§ **WHAT YOU NEED TO DO**:
Copy out all lines from the entries below in which "fetchBlockEvents" occurs.

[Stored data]
PR #506, opened 2024-09-02
Bugfix locking on logs filters

sideninja:
Prevent dead-lock on the log filters
______

For contributor use:

## Summary by CodeRabbit

- **Bug Fixes**
	- Improved the handling of expired filters by ensuring the correct method is called for uninstallation.
  
- **Refactor**
	- Enhanced code organization by separating the locking mechanism from the filter removal logic.

### DIFF
--- a/api/pull.go
+++ b/api/pull.go
@@ -221,6 +221,10 @@ func (api *PullAPI) UninstallFilter(id rpc.ID) bool {
 	api.mux.Lock()
 	defer api.mux.Unlock()
 
+	return api.uninstallFilter(id)
+}
+
+func (api *PullAPI) uninstallFilter(id rpc.ID) bool {
 	if _, ok := api.filters[id]; !ok { // not found
 		return false
 	}
@@ -301,7 +305,7 @@ func (api *PullAPI) GetFilterLogs(
 	}
 
 	if filter.expired() {
-		api.UninstallFilter(id)
+		api.uninstallFilter(id)
 		return nil, fmt.Errorf("%w: filter by id %s has expired", errs.ErrEntityNotFound, id)
 	}
 
@@ -352,7 +356,7 @@ func (api *PullAPI) GetFilterChanges(ctx context.Context, id rpc.ID) (any, error
 	}
 
 	if f.expired() {
-		api.UninstallFilter(id)
+		api.uninstallFilter(id)
 		return nil, fmt.Errorf("%w: filter by id %s has expired", errs.ErrEntityNotFound, id)
 	}
 


api/pull.go
```diff
@@ -221,6 +221,10 @@ func (api *PullAPI) UninstallFilter(id rpc.ID) bool {
 	api.mux.Lock()
 	defer api.mux.Unlock()
 
+	return api.uninstallFilter(id)
+}
+
+func (api *PullAPI) uninstallFilter(id rpc.ID) bool {
```
m-Peter, line 227: Nice :ok_hand:

api/pull.go
```diff
@@ -221,6 +221,10 @@ func (api *PullAPI) UninstallFilter(id rpc.ID) bool {
 	api.mux.Lock()
```
m-Peter, line 221: I think that the `filterExpiryChecker` goroutine, must be also a place making lots of lock acquisitions. https://github.com/onflow/flow-evm-gateway/blob/db59557c2b710af7cd32ca7d24efc00da6112d66/api/pull.go#L382-L394. Even though we call `api.uninstallFilter(id)` on the relevant endpoints, the reason we need this goroutine is because the `api.filters` might get out of capacity (the limit is `10_000` filters). Maybe we could improve this?

api/pull.go
m-Peter, line 227: Is it safe to also do the same with `addFilter`? Meaning, to add the lock in the exported functions that make calls to `addFilter`.

sideninja: We could, but the idea behind locking and not locking is not really related to exported/unexported methods. Adding a lock to exported method that is named the same as unexported method without a lock is just a pattern where you have to use both. If we would remove a lock from addFilter and move it to other methods that call it we would lock bigger section that doesn't need to be blocked (it calls for latest block etc, so make a bigger section blocking which is not ideal). So I would say we leave it as it is and if we realise we would need finer management of locks we can move then.

api/pull.go
sideninja: It's not a problem if there are a lot of lock acquisitions, the timeout was coming from a dead-lock not a lot of pending locks. The pending locks would resolve at some point, and since the uninstall filter is just a deletion on a map we are talking about nanoseconds here, so I wouldn't go optimizing this... if the operations are fast obtaining a lock and make other wait for it is not wrong... if operations become slow we should optimize but this I feel would be a too early optimization... also it's not that all filters are uninstalled, only expired, which could be few per each round, and each round is one every few minutes so this is really not candidate for optimization imho

PR #529, opened 2024-09-06
Check data integrity for EVM events

m-Peter:
## Description

______

For contributor use:

## Summary by CodeRabbit

- **New Features**
	- Enhanced validation for EVM block events to ensure all referenced transactions are accounted for.
	- Improved functionality for creating transactions from encoded data.
	- Introduced a new method for fetching block events with improved error handling.

- **Bug Fixes**
	- Added tests to validate behavior when blocks reference missing transactions, ensuring robustness.

- **Refactor**
	- Improved clarity in function signatures and naming conventions for better code readability.
	- Made function fields in the mock client struct accessible from outside the package.


models/events.go
```diff
@@ -119,6 +121,19 @@ func decodeCadenceEvents(events flow.BlockEvents) (*CadenceEvents, error) {
 		return nil, fmt.Errorf("EVM block can not be nil if transactions are present, Flow block: %d", events.Height)
 	}
 
+	if e.block != nil && len(e.transactions) > 0 {
```
sideninja, line 124: at this point if block is nil should be separate check and return error

models/events.go
```diff
@@ -119,6 +121,19 @@ func decodeCadenceEvents(events flow.BlockEvents) (*CadenceEvents, error) {
...
+		txHashes := evmTypes.TransactionHashes([]gethCommon.Hash{})
```
sideninja, line 125: then after here I don't think you need to check transactions length... because you should do that even for empty slice of txs... so it should match empty root

m-Peter: Removed the check for transactions length in: https://github.com/onflow/flow-evm-gateway/pull/529/commits/1e18078c9eb9b427e0ee671fd44f30749d9947e6

models/events.go
m-Peter: Currently, we have the assumptions that we can have **at most one** EVM Block, so the block can also be `nil`, and we should check against that.

services/ingestion/subscriber.go
```diff
@@ -146,6 +146,33 @@ func (r *RPCSubscriber) subscribe(ctx context.Context, height uint64, opts ...ac
...
+							events <- models.NewBlockEventsError(err)
+							return
+						}
+						for _, blockEvent := range recoveredEvents {
+							blkEvents.Events = append(blkEvents.Events, blockEvent.Events...)
+						}
+					}
+
+					events <- models.NewBlockEvents(blkEvents)
+					return
```
sideninja, line 173: please extract this into a method

services/ingestion/subscriber.go
```diff
@@ -146,6 +146,33 @@ func (r *RPCSubscriber) subscribe(ctx context.Context, height uint64, opts ...ac
...
+							ctx,
+							eventFilter,
+							blockEvents.Height,
+							blockEvents.Height,
+						)
+						if err != nil {
+							events <- models.NewBlockEventsError(err)
+							return
+						}
+						for _, blockEvent := range recoveredEvents {
```
sideninja, line 167: we should only get back one right, because range is 1, it would be better to check length and then just use that 1 item instead of a for loop, this would be another safety check.

services/ingestion/subscriber.go
```diff
@@ -146,6 +146,33 @@ func (r *RPCSubscriber) subscribe(ctx context.Context, height uint64, opts ...ac
 					return
 				}
 
+				evts := models.NewBlockEvents(blockEvents)
+				if evts.Err != nil {
```
sideninja, line 150: we should test this in the subscriber_test I think ti shouldn't be hard

services/ingestion/subscriber.go
m-Peter: Good point :+1: 
Updated in https://github.com/onflow/flow-evm-gateway/pull/529/commits/e177ebfc557e6cb9af49052ac655bd19054cf0c5

services/ingestion/subscriber.go
m-Peter: Good point :+1: 
Updated in https://github.com/onflow/flow-evm-gateway/pull/529/commits/e177ebfc557e6cb9af49052ac655bd19054cf0c5

services/ingestion/subscriber.go
```diff
@@ -252,3 +261,47 @@ func (r *RPCSubscriber) blocksFilter() flow.EventFilter {
...
+		}
+
+		if len(recoveredEvents) == 0 {
+			return models.NewBlockEventsError(
+				fmt.Errorf(
+					"received empty Flow block events for height: %d",
+					blockEvents.Height,
+				),
+			)
+		}
```
sideninja, line 301:
```suggestion
		if len(recoveredEvents) != 1 {
		         return models.NewBlockEventsError(
				fmt.Errorf(
					"received %d but expected 1 event for height %d",
					len(recoveredEvents),
					blockEvents.Height,
				),
			)
		}
```

services/ingestion/subscriber.go
```diff
@@ -252,3 +261,47 @@ func (r *RPCSubscriber) blocksFilter() flow.EventFilter {
 		},
 	}
 }
+
+func (r *RPCSubscriber) fetchBlockEvents(
```
sideninja, line 265: add a comment explaining what this function does and how it is used for backup

services/ingestion/subscriber.go
```diff
@@ -146,7 +146,16 @@ func (r *RPCSubscriber) subscribe(ctx context.Context, height uint64, opts ...ac
...
 				}
 
-				events <- models.NewBlockEvents(blockEvents)
+				evts := models.NewBlockEvents(blockEvents)
+				if evts.Err != nil {
+					r.logger.Warn().Err(err).Msgf(
+						"failed to parse EVM block events for Flow height: %d, retrying with gRPC API...",
+						blockEvents.Height,
+					)
+					events <- r.fetchBlockEvents(ctx, blockEvents)
```
sideninja, line 155: add a commnet something like:

```
// call an alternative grpc request to fetch events in case the event streaming failed
```

services/ingestion/subscriber_test.go
```diff
@@ -59,3 +64,412 @@ func Test_Subscribing(t *testing.T) {
...
+	}
+	evmBlockEvents := flow.BlockEvents{
+		BlockID:        flow.Identifier{0x1},
+		Height:         cadenceHeight,
+		BlockTimestamp: time.Now(),
+		Events:         []flow.Event{flowEvent},
+	}
+
+	currentClient.On(
+		"GetEventsForHeightRange",
```
sideninja, line 112: could we extract all this setup section into a helper so all tests don't have to implement it

services/ingestion/subscriber_test.go
```diff
@@ -59,3 +64,412 @@ func Test_Subscribing(t *testing.T) {
...
+				assert.Equal(t, hashes[i], tx.Hash())
+			}
+		}
+	}
+
+	// this makes sure we indexed all the events
+	require.Equal(t, uint64(endHeight), prevHeight)
+}
+
+func Test_SubscribingWithRetryOnErrorMultipleBlocks(t *testing.T) {
```
sideninja, line 209: can you add above each test a one-liner comment explaining what it tests

services/ingestion/subscriber.go
m-Peter: Nice ok :ok_hand: 
Updated in https://github.com/onflow/flow-evm-gateway/pull/529/commits/6ff9cb554e41b11d3cc50c3f8890ed3715b77b33

services/ingestion/subscriber.go
m-Peter: Good point :+1: 
Added in https://github.com/onflow/flow-evm-gateway/pull/529/commits/76d544c7e08a528858e034b4e99bf965a4361830

services/ingestion/subscriber.go
m-Peter: Added in https://github.com/onflow/flow-evm-gateway/pull/529/commits/76d544c7e08a528858e034b4e99bf965a4361830

services/ingestion/subscriber_test.go
m-Peter: Very good point :+1: It was a lot of duplicated code.
Updated in https://github.com/onflow/flow-evm-gateway/pull/529/commits/3c9ead3de7e2a226d0244c2860a2aafa8342e7a5

services/ingestion/subscriber_test.go
m-Peter: Updated in https://github.com/onflow/flow-evm-gateway/pull/529/commits/3c9ead3de7e2a226d0244c2860a2aafa8342e7a5

sideninja (approved):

§ **ANSWER TO THE PROBLEM**:
+func (r *RPCSubscriber) fetchBlockEvents(
+					events <- r.fetchBlockEvents(ctx, blockEvents)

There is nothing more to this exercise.